Remaining below resistance at 1.6000, and lower by 1.6% since hitting a peak at 1.6139, the British pound has continued to remain weaker against the US dollar. Although technical factors are playing a pivotal role in the near term fate of the major currency, the Bank of England is playing a bigger role in keeping the bearish sentiment intact ahead of the upcoming retail sales report.
According to the inflation report released by the Bank of England this morning, inflation forecasts remain entrenched at the lower end ofthe central bank’s 2-3% target band. Central bankers are expecting a slightly above 2% rate for the year, with next year’s figures dipping below the target at 1.9%. This is in contrast to yesterday’s measure that the UK experienced surging consumer price inflation of 2.7% annually. If the current sentiment stands, it keeps the quantitative easing option on the table. Policymakers are more likely to ease monetary policy in a slow inflation environment.
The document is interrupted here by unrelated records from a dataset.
PR #548, opened 2023-07-16
'Solution'

usKos:


app/main.py
```diff
@@ -1,5 +1,70 @@
...
 class Cargo:
     def __init__(self, weight: int) -> None:
         self.weight = weight
 
-# write your code here
+
+class BaseRobot:
+    def __init__(self, name: str,
+                 weight: int,
+                 coords: list[int] = None) -> None:
```

app/main.py
```diff
@@ -1,5 +1,70 @@
...
+
+    def get_info(self) -> str:
+        return f"Robot: {self.name}, Weight: {self.weight}"
+
+
+class FlyingRobot(BaseRobot):
+
+    def __init__(self, name: str,
+                 weight: int,
+                 coords: list[int] = None) -> None:
```
Bohdan-Salamakha, line 40: use typehint like: Optional[YOUR_VALUE_TYPE] = None

app/main.py
```diff
@@ -1,5 +1,70 @@
...
+        self.coords[2] -= step
+
+
+class DeliveryDrone(FlyingRobot):
+    def __init__(self,
+                 name: str,
+                 weight: int,
+                 coords: list[int] = None,
+                 max_load_weight: int = 0,
+                 current_load: Cargo = None) -> None:
```
Bohdan-Salamakha, line 58: use typehint like: Optional[YOUR_VALUE_TYPE] = None

Bohdan-Salamakha (changes requested):

Bohdan-Salamakha (approved):

PR #553, opened 2023-07-19
Delivery Drone

MishkaGAMII:


app/main.py
```diff
@@ -2,4 +2,78 @@ class Cargo:
     def __init__(self, weight: int) -> None:
         self.weight = weight
 
-# write your code here
+
+class BaseRobot:
+    def __init__(self,
+                 name: str,
+                 weight: int,
+                 coords: tuple = None
```
```suggestion
                 coords: Optional[list[int]] = None)
```

vasylhnatiuk: change here and in other methods

vasylhnatiuk (approved):

PR #554, opened 2023-07-20
Solution2007

MichaelKyiv:


app/main.py
```diff
@@ -2,4 +2,60 @@ class Cargo:
     def __init__(self, weight: int) -> None:
         self.weight = weight
 
-# write your code here
+
+class BaseRobot:
+    def __init__(self, name: str, weight: int, coords: list = None) -> None:
```
```suggestion
    def __init__(self, name: str, weight: int, coords: list[int] = None) -> None:
```

vasylhnatiuk: add here and in all of code

vasylhnatiuk (changes requested):

vasylhnatiuk (approved):

PR #555, opened 2023-07-20
solution

H1kki:


app/main.py
```diff
@@ -2,4 +2,60 @@ class Cargo:
     def __init__(self, weight: int) -> None:
         self.weight = weight
 
-# write your code here
+
+class BaseRobot:
+    def __init__(self, name: str, weight: int, coords: list = None) -> None:
+        self.name = name
+        self.weight = weight
+        self.coords = coords if coords is not None else [0, 0]
```
Dimosphen1, line 10: Instead of using conditional variable assignment, you could consider using the `or` expression here. It would be more laconic and does not require using `None`. Read more about this [here](https://stackoverflow.com/a/21566107).

app/main.py
```diff
@@ -2,4 +2,60 @@ class Cargo:
...
+
+    def go_left(self, step: int = 1) -> None:
+        self.coords[0] -= step
+
+    def get_info(self) -> str:
+        return f"Robot: {self.name}, Weight: {self.weight}"
+
+
+class FlyingRobot(BaseRobot):
+    def __init__(self, name: str, weight: int, coords: list = None) -> None:
```
Dimosphen1, line 29: You could expand type hinting here more, declaring that you expect to get the list of three integers for `coords`.

Dimosphen1 (approved):
LGTM, nice work! Several comments are left for future improvements.

PR #565, opened 2023-08-01
Solution

AlexPelevin99:


app/main.py
```diff
@@ -2,4 +2,67 @@ class Cargo:
...
+class BaseRobot:
+    def __init__(
+        self,
+        name: str,
+        weight: int,
+        coords: list[int] | None = None
+    ) -> None:
+        self.name = name
+        self.weight = weight
+        self.coords = [0, 0] if not coords else coords
```
Dimosphen1, line 15: Instead of conditional variable assignment, you could consider assigning attributes with the use of the `or` expression. You could read more about it [here](https://stackoverflow.com/questions/21566106/what-does-an-x-y-or-z-assignment-do-in-python) and use it in other cases if needed.

Dimosphen1 (approved):
LGTM, nice work! One comment is left for consideration.

PR #569, opened 2023-08-05
solution

EvgenMilokumov:


app/main.py
```diff
@@ -2,4 +2,61 @@ class Cargo:
     def __init__(self, weight: int) -> None:
         self.weight = weight
 
-# write your code here
+
+class BaseRobot:
+    def __init__(self, name: str, weight: float, coords: list = None) -> None:
+        self.name = name
+        self.weight = weight
+        if coords is None:
```
vasylhnatiuk, line 10: will be better - self.coords = coords if coords else [0, 0]

app/main.py
```diff
@@ -2,4 +2,61 @@ class Cargo:
     def __init__(self, weight: int) -> None:
         self.weight = weight
 
-# write your code here
+
+class BaseRobot:
+    def __init__(self, name: str, weight: float, coords: list = None) -> None:
```
```suggestion
    def __init__(self, name: str, weight: float, coords: Optional[list[int]] = None) -> None:
```

vasylhnatiuk: change everywhere

vasylhnatiuk (changes requested):

app/main.py
EvgenMilokumov: done, thanks

vasylhnatiuk (approved):

PR #571, opened 2023-08-09
Solution

eduardhabryd:


app/main.py
```diff
@@ -2,4 +2,73 @@ class Cargo:
     def __init__(self, weight: int) -> None:
         self.weight = weight
 
-# write your code here
+
+class BaseRobot:
+    def __init__(self,
```
Kroll410, line 7: [Indents ](https://stackoverflow.com/a/41591509):)

Kroll410 (changes requested):
All is good, but the indents

Kroll410 (approved):
Looks sharp now

PR #572, opened 2023-08-10
Solution

nyanplague:


app/main.py
```diff
@@ -2,4 +2,63 @@ class Cargo:
...
 
-# write your code here
+
+class BaseRobot:
+    def __init__(self, name: str, weight: int, coords: list = None) -> None:
+        self.name = name
+        self.weight = weight
+
+        if coords is None:
+            self.coords = [0, 0]
```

And, they are considering it.
Following the admission that the UK economy remains in a“subdued recovery”, Bank of England Governor Mervyn King noted that the monetary committee hasn’t “concluded that there will be no more purchases.” The comments increase speculation that the central bank will continue to view further asset purchases as a tool for future economic growth – which is anticipated to remain “sustained, but slow over the next three years.”
Ultimately, the specter of further asset purchases, which translate into additional debasement of the pound, is keeping any bullish advances at bay in the major currency. The sentiment will likely endure until the MPC’s next meeting December 6th and through tomorrow’s retail sales report. Expectations remain high that October retail sales volume slumped – anticipated to decline by 0.1% month over month. A lower figure last month would lower the annualized pace to 1.6% and support the notion of additional asset purchases.
As a result, the technical outlook remains bearish for the near term, although further consolidation can be expected. For the moment, GBPUSD is keeping to support at 1.5850. Penetration lower would open scope for an immediate test at 1.5741 61.8% fib support.